# Work instructions
Every line that contains the word "separate" is to be copied from the listing.

# Records supplied
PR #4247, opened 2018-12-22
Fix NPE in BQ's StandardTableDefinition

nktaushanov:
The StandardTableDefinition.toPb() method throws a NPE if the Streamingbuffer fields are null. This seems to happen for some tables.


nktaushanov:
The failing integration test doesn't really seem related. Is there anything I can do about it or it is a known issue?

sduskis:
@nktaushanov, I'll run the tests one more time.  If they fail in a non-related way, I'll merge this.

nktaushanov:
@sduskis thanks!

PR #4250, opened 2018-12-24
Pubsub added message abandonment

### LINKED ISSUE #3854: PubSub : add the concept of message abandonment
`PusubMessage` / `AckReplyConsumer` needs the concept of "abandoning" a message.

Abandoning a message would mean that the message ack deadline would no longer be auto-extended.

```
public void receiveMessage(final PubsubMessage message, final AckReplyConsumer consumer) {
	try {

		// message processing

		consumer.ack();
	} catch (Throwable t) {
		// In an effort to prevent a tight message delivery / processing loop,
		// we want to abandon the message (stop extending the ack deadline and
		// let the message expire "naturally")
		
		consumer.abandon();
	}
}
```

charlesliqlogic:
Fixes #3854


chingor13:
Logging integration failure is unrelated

==

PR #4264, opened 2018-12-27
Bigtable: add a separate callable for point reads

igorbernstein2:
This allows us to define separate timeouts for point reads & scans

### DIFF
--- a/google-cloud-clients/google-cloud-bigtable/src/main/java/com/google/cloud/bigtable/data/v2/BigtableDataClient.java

# Result of the task
Bigtable: add a separate callable for point reads
This allows us to define separate timeouts for point reads & scans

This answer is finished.